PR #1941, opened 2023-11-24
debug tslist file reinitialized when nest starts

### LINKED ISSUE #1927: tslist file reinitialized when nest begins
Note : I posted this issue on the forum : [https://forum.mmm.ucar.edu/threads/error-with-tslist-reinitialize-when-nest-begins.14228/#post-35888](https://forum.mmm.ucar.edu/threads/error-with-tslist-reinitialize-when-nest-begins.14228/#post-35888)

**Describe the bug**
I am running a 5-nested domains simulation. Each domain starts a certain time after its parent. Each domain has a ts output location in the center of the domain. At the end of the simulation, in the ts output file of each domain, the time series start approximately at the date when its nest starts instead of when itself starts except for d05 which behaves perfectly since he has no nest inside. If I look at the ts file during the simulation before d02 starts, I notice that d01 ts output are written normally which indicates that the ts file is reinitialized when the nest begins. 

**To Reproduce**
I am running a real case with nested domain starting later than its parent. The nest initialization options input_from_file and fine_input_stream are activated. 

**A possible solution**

□ □ □ □ □

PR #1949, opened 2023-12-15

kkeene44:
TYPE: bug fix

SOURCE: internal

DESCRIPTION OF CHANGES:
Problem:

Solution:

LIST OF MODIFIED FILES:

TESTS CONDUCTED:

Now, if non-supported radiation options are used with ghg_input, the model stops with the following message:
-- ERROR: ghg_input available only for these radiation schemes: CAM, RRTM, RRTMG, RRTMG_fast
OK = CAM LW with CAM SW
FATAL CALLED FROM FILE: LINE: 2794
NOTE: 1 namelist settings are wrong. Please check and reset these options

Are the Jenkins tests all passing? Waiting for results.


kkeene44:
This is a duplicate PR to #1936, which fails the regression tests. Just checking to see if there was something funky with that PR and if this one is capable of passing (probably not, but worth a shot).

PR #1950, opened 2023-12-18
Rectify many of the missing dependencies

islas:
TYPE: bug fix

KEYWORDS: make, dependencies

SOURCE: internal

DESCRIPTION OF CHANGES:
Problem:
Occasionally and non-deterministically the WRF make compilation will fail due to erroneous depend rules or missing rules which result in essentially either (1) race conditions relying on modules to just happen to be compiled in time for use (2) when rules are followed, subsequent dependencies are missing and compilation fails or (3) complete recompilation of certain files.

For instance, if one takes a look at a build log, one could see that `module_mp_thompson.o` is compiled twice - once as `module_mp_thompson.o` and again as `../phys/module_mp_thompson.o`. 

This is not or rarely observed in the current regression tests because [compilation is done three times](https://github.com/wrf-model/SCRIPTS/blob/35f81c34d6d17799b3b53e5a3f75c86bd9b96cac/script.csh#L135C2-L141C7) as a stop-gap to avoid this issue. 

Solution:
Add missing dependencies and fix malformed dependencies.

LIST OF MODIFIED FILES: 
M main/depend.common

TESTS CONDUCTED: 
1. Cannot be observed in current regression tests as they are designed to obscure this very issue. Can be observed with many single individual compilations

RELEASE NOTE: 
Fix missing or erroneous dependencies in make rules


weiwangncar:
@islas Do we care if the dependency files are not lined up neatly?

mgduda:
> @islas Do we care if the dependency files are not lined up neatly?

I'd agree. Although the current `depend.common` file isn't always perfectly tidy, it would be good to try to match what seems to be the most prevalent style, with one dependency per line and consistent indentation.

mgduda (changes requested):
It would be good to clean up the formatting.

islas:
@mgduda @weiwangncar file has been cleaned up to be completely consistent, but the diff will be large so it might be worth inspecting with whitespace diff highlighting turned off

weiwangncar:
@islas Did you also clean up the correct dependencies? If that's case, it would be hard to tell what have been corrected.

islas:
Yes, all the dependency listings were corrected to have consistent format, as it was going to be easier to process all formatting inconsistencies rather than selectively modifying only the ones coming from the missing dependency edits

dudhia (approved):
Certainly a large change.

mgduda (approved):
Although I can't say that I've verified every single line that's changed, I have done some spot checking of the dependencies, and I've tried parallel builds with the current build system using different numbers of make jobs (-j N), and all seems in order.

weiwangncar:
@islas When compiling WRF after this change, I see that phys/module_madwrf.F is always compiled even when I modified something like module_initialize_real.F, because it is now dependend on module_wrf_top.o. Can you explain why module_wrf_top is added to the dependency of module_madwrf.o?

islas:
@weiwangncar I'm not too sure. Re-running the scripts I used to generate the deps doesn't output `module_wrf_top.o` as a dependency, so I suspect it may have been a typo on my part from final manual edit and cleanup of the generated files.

□ □ □ □ □

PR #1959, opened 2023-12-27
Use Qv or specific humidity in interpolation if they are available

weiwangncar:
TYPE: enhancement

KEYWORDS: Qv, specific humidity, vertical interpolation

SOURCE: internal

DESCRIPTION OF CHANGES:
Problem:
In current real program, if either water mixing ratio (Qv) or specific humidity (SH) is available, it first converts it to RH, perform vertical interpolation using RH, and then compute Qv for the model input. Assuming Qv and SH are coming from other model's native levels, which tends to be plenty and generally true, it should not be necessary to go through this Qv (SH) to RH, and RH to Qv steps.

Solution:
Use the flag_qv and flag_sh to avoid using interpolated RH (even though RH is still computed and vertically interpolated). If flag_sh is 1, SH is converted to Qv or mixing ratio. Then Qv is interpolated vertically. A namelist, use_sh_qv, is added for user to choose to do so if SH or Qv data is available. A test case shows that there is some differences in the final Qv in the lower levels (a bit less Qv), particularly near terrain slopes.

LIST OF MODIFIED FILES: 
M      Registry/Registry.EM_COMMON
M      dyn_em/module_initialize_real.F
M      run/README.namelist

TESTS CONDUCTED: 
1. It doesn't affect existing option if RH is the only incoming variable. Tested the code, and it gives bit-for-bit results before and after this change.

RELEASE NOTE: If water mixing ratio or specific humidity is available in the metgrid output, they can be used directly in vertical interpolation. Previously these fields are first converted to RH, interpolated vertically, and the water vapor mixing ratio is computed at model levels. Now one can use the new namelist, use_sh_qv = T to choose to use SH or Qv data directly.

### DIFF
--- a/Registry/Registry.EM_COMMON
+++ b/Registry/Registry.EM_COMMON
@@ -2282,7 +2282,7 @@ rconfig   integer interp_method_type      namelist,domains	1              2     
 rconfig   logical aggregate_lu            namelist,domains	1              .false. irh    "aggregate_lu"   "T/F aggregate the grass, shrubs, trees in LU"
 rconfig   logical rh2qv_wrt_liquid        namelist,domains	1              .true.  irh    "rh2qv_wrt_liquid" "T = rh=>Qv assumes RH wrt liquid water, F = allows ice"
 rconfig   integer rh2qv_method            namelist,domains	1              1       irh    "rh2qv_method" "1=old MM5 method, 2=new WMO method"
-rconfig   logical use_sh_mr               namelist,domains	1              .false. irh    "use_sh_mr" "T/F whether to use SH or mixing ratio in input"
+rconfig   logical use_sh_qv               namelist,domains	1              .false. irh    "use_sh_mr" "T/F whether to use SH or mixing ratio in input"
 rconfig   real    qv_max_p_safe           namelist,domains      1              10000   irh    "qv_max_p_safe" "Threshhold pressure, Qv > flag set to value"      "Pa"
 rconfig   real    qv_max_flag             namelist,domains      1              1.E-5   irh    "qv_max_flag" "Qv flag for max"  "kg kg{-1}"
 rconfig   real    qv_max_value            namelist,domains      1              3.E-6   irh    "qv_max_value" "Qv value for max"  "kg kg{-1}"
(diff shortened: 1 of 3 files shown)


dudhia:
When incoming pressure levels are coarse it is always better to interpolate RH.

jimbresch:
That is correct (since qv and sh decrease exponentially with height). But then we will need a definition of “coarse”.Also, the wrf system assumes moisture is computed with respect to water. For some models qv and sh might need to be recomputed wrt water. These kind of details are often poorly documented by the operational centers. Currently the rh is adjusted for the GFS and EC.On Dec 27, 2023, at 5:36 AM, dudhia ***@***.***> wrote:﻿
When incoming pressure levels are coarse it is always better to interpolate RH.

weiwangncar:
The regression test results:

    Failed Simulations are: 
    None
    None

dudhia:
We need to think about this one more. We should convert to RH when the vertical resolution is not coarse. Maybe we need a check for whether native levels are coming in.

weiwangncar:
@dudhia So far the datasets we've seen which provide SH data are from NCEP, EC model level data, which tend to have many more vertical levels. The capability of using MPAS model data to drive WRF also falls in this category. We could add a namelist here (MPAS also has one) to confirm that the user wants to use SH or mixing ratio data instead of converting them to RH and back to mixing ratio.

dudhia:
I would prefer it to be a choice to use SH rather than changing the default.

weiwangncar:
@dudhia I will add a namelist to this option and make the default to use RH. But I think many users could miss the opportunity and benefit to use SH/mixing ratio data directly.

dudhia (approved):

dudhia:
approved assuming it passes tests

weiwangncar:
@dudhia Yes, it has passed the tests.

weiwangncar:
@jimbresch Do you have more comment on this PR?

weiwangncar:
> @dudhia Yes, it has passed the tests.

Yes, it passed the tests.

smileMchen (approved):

□ □ □ □ □

Requirement — Set down only the lines above that fall between the line holding "--- a/Registry/Registry.EM_COMMON" and the line holding "-2282,7 +2282,7 @@", inclusive, keeping each exact.

Solution to the exercise —
--- a/Registry/Registry.EM_COMMON
+++ b/Registry/Registry.EM_COMMON
@@ -2282,7 +2282,7 @@ rconfig   integer interp_method_type      namelist,domains	1              2     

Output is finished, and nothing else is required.